** Opening Records to process block **
PR #637, opened 2023-06-21
dnf5: --allowerasing for reinstall command

m-blaha:
It was clearly forgotten to implement for reinstall command.


pmatilai:
But... how does reinstall legitimately erase anything?

j-mracek:
> But... how does reinstall legitimately erase anything?

This situation is really rare. It could be useful only when you have broken systems or the package with conflict was installed by rpm without dependency check.

j-mracek:
LGTM

PR #643, opened 2023-06-22
Typo: pacakge -> package

m-blaha:
There are only two occurences actually visible to the user, but still...


jan-kolarik:
It seems this needs also fix in CI ...

m-blaha:
wow, we are testing presence of the typo in the output :)
OK, I'll fix also the tests.

PR #652, opened 2023-06-22
Add placeholder test to test/python3/libdnf5_cli

evan-goode:
The tests started failing after updating to Python 3.12 because of this change in unittest:
https://discuss.python.org/t/unittest-fail-if-zero-tests-were-discovered/21498 If no tests are discovered, unittest now fails with a nonzero exit code.

This adds a "placeholder" test that does nothing, just to get unittest to succeed.


kontura:
Thanks!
** Closing Records to process block **
Please make an exact copy of the lines from the one holding "This adds a" through the final line of the records above, nothing more.

This adds a "placeholder" test that does nothing, just to get unittest to succeed.


kontura:
Thanks!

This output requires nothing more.